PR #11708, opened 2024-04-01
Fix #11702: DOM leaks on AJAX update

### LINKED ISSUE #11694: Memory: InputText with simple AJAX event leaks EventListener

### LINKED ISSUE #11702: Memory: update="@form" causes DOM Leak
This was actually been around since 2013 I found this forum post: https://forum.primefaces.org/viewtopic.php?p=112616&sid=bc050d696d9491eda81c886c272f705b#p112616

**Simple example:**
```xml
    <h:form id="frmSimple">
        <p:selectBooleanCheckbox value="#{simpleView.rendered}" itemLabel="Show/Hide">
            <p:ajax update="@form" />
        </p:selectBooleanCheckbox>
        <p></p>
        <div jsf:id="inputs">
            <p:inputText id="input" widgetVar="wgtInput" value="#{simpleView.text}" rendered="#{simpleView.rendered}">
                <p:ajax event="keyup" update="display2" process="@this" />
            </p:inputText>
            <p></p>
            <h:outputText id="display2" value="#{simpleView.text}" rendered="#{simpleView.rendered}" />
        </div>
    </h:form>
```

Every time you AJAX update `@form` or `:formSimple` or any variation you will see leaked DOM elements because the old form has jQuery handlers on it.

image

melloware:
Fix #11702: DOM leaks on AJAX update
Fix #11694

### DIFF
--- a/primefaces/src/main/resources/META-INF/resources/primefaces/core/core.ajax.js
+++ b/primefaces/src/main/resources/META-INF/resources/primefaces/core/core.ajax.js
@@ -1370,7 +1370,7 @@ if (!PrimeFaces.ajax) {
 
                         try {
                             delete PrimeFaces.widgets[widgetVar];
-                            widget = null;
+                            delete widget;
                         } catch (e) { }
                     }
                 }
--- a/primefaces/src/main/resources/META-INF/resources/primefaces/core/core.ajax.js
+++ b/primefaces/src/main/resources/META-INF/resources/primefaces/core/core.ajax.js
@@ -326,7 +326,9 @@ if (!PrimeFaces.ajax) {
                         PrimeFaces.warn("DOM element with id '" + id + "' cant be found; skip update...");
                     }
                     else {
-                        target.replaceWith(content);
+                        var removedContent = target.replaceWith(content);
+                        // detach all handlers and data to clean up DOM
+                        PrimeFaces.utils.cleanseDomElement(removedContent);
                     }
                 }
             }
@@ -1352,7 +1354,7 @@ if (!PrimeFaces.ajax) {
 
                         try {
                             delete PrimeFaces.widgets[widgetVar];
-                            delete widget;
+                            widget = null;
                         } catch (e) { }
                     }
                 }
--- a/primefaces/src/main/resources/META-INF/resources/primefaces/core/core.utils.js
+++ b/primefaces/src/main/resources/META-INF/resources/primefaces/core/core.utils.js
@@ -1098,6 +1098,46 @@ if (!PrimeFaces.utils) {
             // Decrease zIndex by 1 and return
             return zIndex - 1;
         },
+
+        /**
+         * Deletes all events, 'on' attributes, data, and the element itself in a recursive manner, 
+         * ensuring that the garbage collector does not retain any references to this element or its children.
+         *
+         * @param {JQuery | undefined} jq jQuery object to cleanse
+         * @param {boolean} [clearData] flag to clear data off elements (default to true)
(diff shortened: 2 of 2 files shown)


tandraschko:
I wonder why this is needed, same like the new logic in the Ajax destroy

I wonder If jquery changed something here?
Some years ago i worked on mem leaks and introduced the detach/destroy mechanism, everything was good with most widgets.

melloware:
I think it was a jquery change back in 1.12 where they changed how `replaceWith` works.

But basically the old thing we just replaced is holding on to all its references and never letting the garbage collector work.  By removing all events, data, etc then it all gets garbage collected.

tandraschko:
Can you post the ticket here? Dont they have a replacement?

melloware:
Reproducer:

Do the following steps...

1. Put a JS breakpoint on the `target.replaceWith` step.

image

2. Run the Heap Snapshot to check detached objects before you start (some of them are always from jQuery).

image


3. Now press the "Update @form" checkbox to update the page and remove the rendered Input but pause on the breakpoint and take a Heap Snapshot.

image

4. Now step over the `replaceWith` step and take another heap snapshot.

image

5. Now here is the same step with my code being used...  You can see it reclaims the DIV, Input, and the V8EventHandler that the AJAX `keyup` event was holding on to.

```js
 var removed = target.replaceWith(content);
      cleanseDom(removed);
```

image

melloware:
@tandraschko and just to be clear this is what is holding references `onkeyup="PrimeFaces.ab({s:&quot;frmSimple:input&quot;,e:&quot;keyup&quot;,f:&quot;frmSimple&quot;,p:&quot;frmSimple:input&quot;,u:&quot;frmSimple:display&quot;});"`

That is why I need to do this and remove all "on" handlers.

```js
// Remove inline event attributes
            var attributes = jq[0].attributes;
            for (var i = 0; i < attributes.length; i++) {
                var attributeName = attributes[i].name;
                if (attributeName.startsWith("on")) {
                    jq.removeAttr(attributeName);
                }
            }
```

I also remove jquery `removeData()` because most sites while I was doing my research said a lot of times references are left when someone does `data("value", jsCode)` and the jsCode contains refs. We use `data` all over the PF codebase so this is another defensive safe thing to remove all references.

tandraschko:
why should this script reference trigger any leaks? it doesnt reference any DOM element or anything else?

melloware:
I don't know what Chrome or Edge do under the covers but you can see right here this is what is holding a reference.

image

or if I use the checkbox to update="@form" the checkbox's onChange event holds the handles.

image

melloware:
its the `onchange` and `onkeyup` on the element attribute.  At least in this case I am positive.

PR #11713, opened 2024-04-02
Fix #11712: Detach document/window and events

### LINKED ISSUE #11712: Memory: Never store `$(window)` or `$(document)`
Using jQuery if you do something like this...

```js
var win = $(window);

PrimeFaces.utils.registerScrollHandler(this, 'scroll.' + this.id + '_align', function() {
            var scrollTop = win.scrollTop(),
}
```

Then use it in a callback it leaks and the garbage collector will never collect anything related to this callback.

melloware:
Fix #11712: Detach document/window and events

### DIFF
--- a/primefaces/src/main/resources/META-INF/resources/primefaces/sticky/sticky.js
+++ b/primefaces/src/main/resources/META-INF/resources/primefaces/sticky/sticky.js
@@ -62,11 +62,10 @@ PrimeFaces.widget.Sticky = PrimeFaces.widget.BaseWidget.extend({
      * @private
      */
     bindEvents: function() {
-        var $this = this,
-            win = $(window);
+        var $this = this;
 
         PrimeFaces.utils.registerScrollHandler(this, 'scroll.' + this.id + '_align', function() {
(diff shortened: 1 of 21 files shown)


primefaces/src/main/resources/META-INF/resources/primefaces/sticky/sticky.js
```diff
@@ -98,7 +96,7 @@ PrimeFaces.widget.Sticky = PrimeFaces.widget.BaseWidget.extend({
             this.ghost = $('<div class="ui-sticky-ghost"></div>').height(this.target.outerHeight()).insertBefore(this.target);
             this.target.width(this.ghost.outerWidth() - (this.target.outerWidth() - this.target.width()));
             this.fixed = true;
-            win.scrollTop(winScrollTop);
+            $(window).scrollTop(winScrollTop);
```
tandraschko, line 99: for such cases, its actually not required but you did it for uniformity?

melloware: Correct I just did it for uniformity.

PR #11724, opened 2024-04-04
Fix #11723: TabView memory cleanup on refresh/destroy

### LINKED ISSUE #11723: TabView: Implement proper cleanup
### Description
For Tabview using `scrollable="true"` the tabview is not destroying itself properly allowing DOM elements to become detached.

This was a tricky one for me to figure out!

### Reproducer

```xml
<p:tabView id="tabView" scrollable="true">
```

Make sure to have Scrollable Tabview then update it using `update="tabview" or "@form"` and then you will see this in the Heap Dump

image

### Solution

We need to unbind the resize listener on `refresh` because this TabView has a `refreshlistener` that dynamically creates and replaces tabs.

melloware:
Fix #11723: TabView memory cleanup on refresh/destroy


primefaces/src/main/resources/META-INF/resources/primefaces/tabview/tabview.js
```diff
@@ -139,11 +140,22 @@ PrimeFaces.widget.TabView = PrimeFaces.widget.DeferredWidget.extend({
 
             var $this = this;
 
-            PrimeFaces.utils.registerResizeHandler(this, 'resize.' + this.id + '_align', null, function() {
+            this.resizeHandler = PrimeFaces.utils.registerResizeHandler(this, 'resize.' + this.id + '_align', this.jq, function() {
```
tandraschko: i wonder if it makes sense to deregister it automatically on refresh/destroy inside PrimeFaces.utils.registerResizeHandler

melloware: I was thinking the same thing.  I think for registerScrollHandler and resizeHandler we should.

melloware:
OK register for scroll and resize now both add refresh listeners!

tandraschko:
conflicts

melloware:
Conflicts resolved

⁂

▶ _What the task requires_:
Tally up the lines above containing "attributes"; the number is the full answer.

▶ _Result of this task_:
5